When the string you’re searching have more than a dozen characters, and you only have a few hundreds of them, a clear winner emerges.
First chart is for searching strings of length 250, where the first 128 characters are ‘a’ and the rest is random.
These similar characters at the start form a of handicap for string comparisons as 128 characters will have to be looked up before the comparisons can have a chance to be decided. This is penalizing the Unsorted and Sorted list cases, as these rely solely on comparisons.
(sorry the chart is a bit noisy, I did not run too many iterations)
Without the handicap, if the long string characters are purely random, well, the verdict is clear
For long strings, the cost of computing the hash-code makes both hash maps implementations non-competitive, unless you have a bazillion of long strings, and a humble sorted TStringList (with CompareStrings method overridden to case-insenstive) is having a field day.
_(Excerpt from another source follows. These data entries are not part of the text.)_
PR #158, opened 2020-12-17
Add POSIXPattern to equal method

### LINKED ISSUE #157: goyang should not skip adding more string types to union if oc-ext:posix-pattern is not empty
If only posix-pattern is provided, then unions would be parsed incorrectly.

wenovus:
Fixes #157. Previously, if `pattern` is not present, `resolve()` in types.go thinks two string types are the same, even if `POSIXPattern` is different. This meant multiple leaves within a union containing only posix-pattern would be de-duped, and only the first pattern recorded.

Also improve `TestPattern` to be able to test the recursive structure of `Pattern` and `POSIXPattern` fields when the type is a union.

### DIFF
--- a/pkg/yang/types_test.go
+++ b/pkg/yang/types_test.go
@@ -283,6 +283,99 @@ func TestPattern(t *testing.T) {
 		wantPatternsRegular: []string{"alpha", "bravo", "charlie"},
 		wantPatternsPOSIX:   []string{"delta", "echo", "foxtrot"},
 	}, {
+		desc: "Union type -- de-duping string types",
+		leafNode: `
+			leaf test-leaf {
+				type union {
+					type string {
+						pattern 'alpha';
+						o:posix-pattern 'alpha';
+					}
+					type string {
+						pattern 'alpha';
+						o:posix-pattern 'alpha';
+					}
+				}
+			}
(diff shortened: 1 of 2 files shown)


pkg/yang/types_test.go
```diff
@@ -282,6 +282,99 @@ func TestPattern(t *testing.T) {
...
+				return nil, fmt.Errorf("node %v is missing imports", m)
+			}
+			e := ToEntry(m)
+			types := e.Dir["test-leaf"].Type.Type
+			if len(types) != 2 {
+				return nil, fmt.Errorf("Want 2 string entries, got %v types", len(types))
+			}
+			return types[1], nil
+		},
+		wantPatternsPOSIX: []string{"bravo"},
```
robshakir, line 377: A query about this test, should we just make `inGetFn` actually encode this testing, since here we're saying `[]strijng{"bravo"}` which is a bit counter intuitive since one would expect that we would check `["alpha", "bravo"]` as the patterns that are found.

wenovus: Thanks for the comment. I improved the test to be able to test the recursive structure of the pattern fields.

robshakir (approved):
LGTM, thanks for the change.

The overhead of computing the hash code is so significant, that up to a few dozen strings, even an unsorted TStringList will outperform TDictionary.
Interestingly enough, what is true for long string hash code computation will also be true for long objects (or records) hash code computations. So if your keys are large enough, and you do not have an awful lot if items, chances are a hash map will not be a very effective solution.
Strategies such as caching the hash code could help, but only if an hash code is going to be reused “enough times” to pay for its initial computation cost.
Of course hash maps have other advantages, such as being able to add and remove items cheaply (while it can be expensive in a sorted list), but raw search/lookup performance is not always going to be a given.